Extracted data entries
● ● ● ● ●

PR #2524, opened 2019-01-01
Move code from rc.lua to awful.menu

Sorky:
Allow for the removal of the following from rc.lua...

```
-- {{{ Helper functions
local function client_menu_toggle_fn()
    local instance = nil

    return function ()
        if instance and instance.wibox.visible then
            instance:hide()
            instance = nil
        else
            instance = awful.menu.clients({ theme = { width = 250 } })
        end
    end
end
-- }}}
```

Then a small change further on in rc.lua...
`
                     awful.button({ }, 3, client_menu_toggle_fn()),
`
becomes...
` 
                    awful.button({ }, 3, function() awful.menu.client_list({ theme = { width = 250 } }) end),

● ● ● ● ●

**EXERCISE DETAILS**
The records above are to be duplicated in full and exactly.

**ANSWER SECTION**
PR #2524, opened 2019-01-01
Move code from rc.lua to awful.menu

Sorky:
Allow for the removal of the following from rc.lua...

```
-- {{{ Helper functions
local function client_menu_toggle_fn()
    local instance = nil

    return function ()
        if instance and instance.wibox.visible then
            instance:hide()
            instance = nil
        else
            instance = awful.menu.clients({ theme = { width = 250 } })
        end
    end
end
-- }}}
```

Then a small change further on in rc.lua...
`
                     awful.button({ }, 3, client_menu_toggle_fn()),
`
becomes...
` 
                    awful.button({ }, 3, function() awful.menu.client_list({ theme = { width = 250 } }) end),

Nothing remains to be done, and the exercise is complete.